All genes in this study were mapped on the Arabidopsis genome, and linked to large regions of within genome colinearity. These regions are remnants of a complete genome duplication in the evolutionary history of Arabidopsis, estimated to have occurred 24-86 million years ago (Simillion et al., 2002; Blanc et al., 2003; Bowers et al., 2003; Ermolaeva et al., 2003; Raes et al., 2003).

A complex history of gene duplications caused the expansion and diversification of the respective gene families. Interestingly, the polyploidy event, did not create new classes within any of the investigated families. Mapping of the genome duplication on the respective phylogenetic trees shows that, in all cases, this event together with several small scale duplications, was responsible only for a greater within class diversity. Classes must have originated at an earlier time in evolution, i.e., before 24-86 million years ago and not necessarily all at the same time.

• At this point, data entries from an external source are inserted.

PR #7167, opened 2026-08-16
fix: filter pre-release tags in omarchy-update-available

### LINKED ISSUE #7166: omarchy-update-available false positive when a pre-release tag exists (e.g. v4.0.0-beta3)
**Description**

The waybar update-checker script (`bin/omarchy-update-available`) permanently reports an update is available even when the local install is on the actual latest release tag.

**Root cause**

```bash
latest_tag=$(git ls-remote --tags origin | grep -v "{}" | awk '{print $2}' | sed 's#refs/tags/##' | sort -V | tail -n 1)
```

`sort -V` (GNU version sort) does not implement SemVer pre-release ordering. It ranks `v4.0.0-beta3` above `v4.0.0`, because it's comparing byte-wise rather than treating `-beta3` as a pre-release qualifier that should sort before its corresponding release.

**Reproduction**

```bash
$ git ls-remote --tags origin | grep -v "{}" | awk '{print $2}' | sed 's#refs/tags/##' | sort -V | tail -n 3
v3.8.4
v4.0.0
v4.0.0-beta3
```

With a fully up-to-date checkout on `v4.0.0`:

```bash
$ omarchy-update-available
Omarchy update available (v4.0.0-beta3)
```

This will affect every user on `v4.0.0` for as long as `v4.0.0-beta3` remains the lexically/version-sort-"highest" tag in the repo — the waybar icon and `omarchy-update` prompt never clear.

**Suggested fix**

Filter out pre-release tags before taking the max, e.g.:

```bash
latest_tag=$(git ls-remote --tags origin | grep -v "{}" | awk '{print $2}' | sed 's#refs/tags/##' | grep -vE -- '-[A-Za-z]' | sort -V | tail -n 1)
```

(or swap in a proper SemVer-aware comparator if pre-release tags need to be considered under different circumstances).

**Environment**
- Omarchy version: v4.0.0
- OS: Arch Linux

sergioacosta-dev:
## Summary
- Fixes #7166 — `omarchy-update-available` permanently reports an update is available on a fully up-to-date install because `sort -V` doesn't implement SemVer pre-release ordering, ranking `v4.0.0-beta3` above `v4.0.0`.
- Excludes tags with an alpha suffix (`-beta`, `-rc`, etc.) before taking the version-sorted max, so only real release tags are considered "latest".

## Test plan
- [x] Reproduced the false positive on a `v4.0.0` checkout (`omarchy-update-available` reported `v4.0.0-beta3` as available)
- [x] Applied the fix and confirmed it now reports "Omarchy is up to date (v4.0.0)" with exit code 1
- [x] Confirmed filtered remote tag list still correctly resolves to `v4.0.0` as the highest real release

### DIFF
--- a/bin/omarchy-update-available
+++ b/bin/omarchy-update-available
@@ -2,7 +2,7 @@
 
 # omarchy:summary=Get remote tag
 
-latest_tag=$(git -C "$OMARCHY_PATH" ls-remote --tags origin | grep -v "{}" | awk '{print $2}' | sed 's#refs/tags/##' | sort -V | tail -n 1)
+latest_tag=$(git -C "$OMARCHY_PATH" ls-remote --tags origin | grep -v "{}" | awk '{print $2}' | sed 's#refs/tags/##' | grep -vE -- '-[A-Za-z]' | sort -V | tail -n 1)
 if [[ -z $latest_tag ]]; then
   echo "Error: Could not retrieve latest tag."
   exit 1


moonveiloco:
Confirmed this fixes the false positive on a real v3.8.5 install.

**Before (current master script):**
```
latest=`git ls-remote --tags origin | ... | sort -V | tail -n 1`          -> v4.0.0-beta3
current=`git describe --tags $(git rev-list --tags --max-count=1)`        -> v4.0.0
=> "Omarchy update available (v4.0.0-beta3)"  (false positive)
```

**After (this PR's grep filter):**
```
latest -> v4.0.0
current -> v4.0.0
=> "Omarchy is up to date (v4.0.0)"  (no more false positive)
```

One thing worth flagging before merge: the `current_tag` line still derives the installed version from the **most recently tagged commit** (`git rev-list --tags --max-count=1`), not from HEAD. On a v3.8.5 master checkout that resolves to `v4.0.0` (the tag lives on a feature branch), so the message reads "up to date (v4.0.0)" even though the installed version is 3.8.5. It doesn't cause a false positive today, but it will once `v4.0.0` is the newest real release on master: the checker will then nag users who are on master but can't reach v4 via `git pull`. The dev branch already sidesteps this by restricting to the current release series (`^v3\.[0-9]+\.[0-9]+$`). Consider either anchoring current to HEAD (`git describe --tags --abbrev=0 HEAD`) or aligning with the dev-branch series filter.

Otherwise the fix is correct and minimal.

PR #7171, opened 2026-08-16
Make Super+J manage scrolling columns

fayimora:
Make `Super + J` perform the native window-layout action for the active workspace layout:

- Dwindle continues to dispatch `togglesplit`.
- Scrolling dispatches `consume_or_expel prev`.
- Active special workspaces take precedence over regular workspaces.

This lets the same spatial-layout shortcut toggle window positioning in Dwindle and consume or expel windows in scrolling columns.

The hotkey and navigation manuals now document both behaviors, with regression coverage for regular, special, missing, and unsupported workspace layouts.

Alternative to #6924

https://github.com/user-attachments/assets/fafa239c-c000-4fe3-9d5a-b3b8ab32e9d0

### DIFF
--- a/default/hypr/bindings/tiling.lua
+++ b/default/hypr/bindings/tiling.lua
@@ -1,7 +1,21 @@
 o.bind("SUPER + W", "Close window", hl.dsp.window.close())
 o.bind("CTRL + ALT + DELETE", "Close all windows", "omarchy-hyprland-window-close-all")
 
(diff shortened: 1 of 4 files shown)


bjarneo:
Automated duplication check: this pull request looks similar to #11863, which covers the same SUPER+J layout dispatch. I keep that one open and close this one to consolidate review.

PR #7840, opened 2026-08-23
Preserve monitor position when adjusting scale

GPavlovic:
## Summary

- `set_scale()` in `bin/omarchy-hyprland-monitor-scaling` applies the new scale via `hyprctl eval` with `position = "auto"` for the focused monitor.
- On a multi-monitor layout where positions are set explicitly (e.g. a rotated secondary display placed to the right of a primary), `"auto"` re-runs Hyprland's placement algorithm and can displace the *other*, unrelated monitor -- the net effect is the two monitors swap sides after adjusting scale on just one of them.
- Fix: read the focused monitor's current `x`/`y` from `hyprctl monitors -j` and pass that through instead of `"auto"`, so a scale change never moves any monitor.

## Reproduction

Dual-monitor setup, explicit positions in `monitors.lua` (DP-1 at `0x0`, HDMI-A-1 rotated at `3440x0`):

```
$ hyprctl monitors -j | jq -r '.[] | "\(.name) pos=\(.x)x\(.y)"'
HDMI-A-1 pos=3440x0
DP-1 pos=0x0
```

Focus DP-1 and run `omarchy-hyprland-monitor-scaling 1` (same scale, isolating the position bug from any scale change):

By definition, the complete genome duplication created a full, redundant, double set of monolignol biosynthesis genes. In some gene families (PAL, CAD, CCR, 4CL, and CCoAOMT), duplicates that originated through this event have been retained, whereas they were lost in others (COMT, HCT, and C4H). The mechanisms and reasons of gene conservation and loss after duplication are still unclear and various theories exist (Prince and Prickett, 2002). Some of the duplicated genes in this study that were retained have evolved different expression patterns after the genome duplication (CCR1 and CCR2, PAL3 and PAL4, and CAD1 and CAD7/CAD8), whereas others show no clear difference in expression (PAL 1 and PAL 2). In some cases, the influence of the genome duplication is blurred by more ancient (4CL1, 4CL2, and 4CL4) or recent (CCoAOMT2, CCoAOMT5, and CCoAOMT6) tandem duplications. The observed differences in expression of the CCR and CAD families might point to a functional divergence of these genes, a process called subfunctionalization. The duplicates still exert the same biochemical function, but in different spatio temporal "niches" in the organism (Piatigorsky and Wistow, 1991; Hughes, 1994; Force et al., 1999). A putative example of subfunctionalization after gene duplication is found in the C3H family, where C3H2 and C3H3 show a mutually exclusive expression pattern during stem development. However, although subfunctionalization may be a possible reason why the duplicated genes are retained, only further functional studies will reveal the full consequences of these gene and genome duplications within the monolignol biosynthetic pathway and provide some more hints on the evolutionary constraints acting on these families.